Here, your model writes (I index your explanatory variables with letters): $$E(Y_i|X) = e^{X\beta_i}=e^{x_a\beta_{i,a}+...+x_p\beta_{i,p}} $$
How to interpret the $\beta$ coefficients ? A increase by $dx_a$ will turn:

*$E(Y_1|X)$ into $e^{dx_a \times \beta_{1,a}} E(Y_1|X)$ 

*$E(Y_2|X)$ into $e^{dx_a \times \beta_{2,a}} E(Y_2|X)$ 

*$E(Y_3|X)$ into $e^{dx_a \times \beta_{3,a}} E(Y_3|X)$
In order to have $Y_3=Y_1+Y_2$, you expect:
$$(1): e^{dx_a \times \beta_{3,a}} (E(Y_1|X)+E(Y_2|X)) = e^{dx_a \times \beta_{1,a}} E(Y_1|X) +e^{dx_a \times \beta_{2,a}} E(Y_2|X)$$ 
I do not know a more general relationship between $\beta_1$ and $\beta_2$ but this clearly shows that in general you do not have: $\beta_{3,a} = \beta_{1,a}+\beta_{2,a}$ .
(To do so, consider the trivial case where $\beta_{1,a}=\beta_{2,a}$. In this case, equation (1) becomes: 
$$(1_{trivial}): e^{dx_a \times \beta_{3,a}} (E(Y_1|X)+E(Y_2|X)) = e^{dx_a \times \beta_{1,a}}  (E(Y_1|X)+E(Y_2|X))$$ 
Save $E(Y_1|X)+E(Y_2|X)=0$, this implies: $\beta_3 = \beta_1 =\beta_2 $. Hence, when it is different from zero, it is different from $ \beta_1+\beta_2$ )
2/ But there are probably some missing values in your dataset.
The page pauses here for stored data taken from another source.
PR #3050, opened 2025-04-17
Introduce an optional contentClassName to the Dialog component props

sirineJ:

## Purpose

While testing the v10 migration branch, it was reported by some teams that the needed more flexibility to style the Popover's content. We could allow this by exposing an optional `contentClassName` prop that will be applied to the Dialog's content and allow overriding default styles or adding more styling if necessary.

## Approach and changes

- Add a new prop to the Dialog's public props.
- Apply the new prop to the Popover's content wrapper

## Definition of done

* [ ] Development completed
* [ ] Reviewers assigned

More precisely, perhaps some observations are missing for some individual $i$ (or time $t$) for $Y_{1,i,t}$, while some other observations are missing for some individual $j$ (or time $u$) for $Y_{1,j,u}. Hence, your are:


*

*Estimating $\beta_1$ on the individuals for which $Y_1$ is not lacking.

*Estimating $\beta_2$ on the individuals for which $Y_2$ is not lacking.

*Estimating $\beta_3$ on the individuals for which $Y_1$ and $Y_2$ are not lacking.
This implies you are comparing estimates fom three different datasets. In this case, it is possible that you do not have $\beta_3 = \beta_1+\beta_2$, even in the linear setting.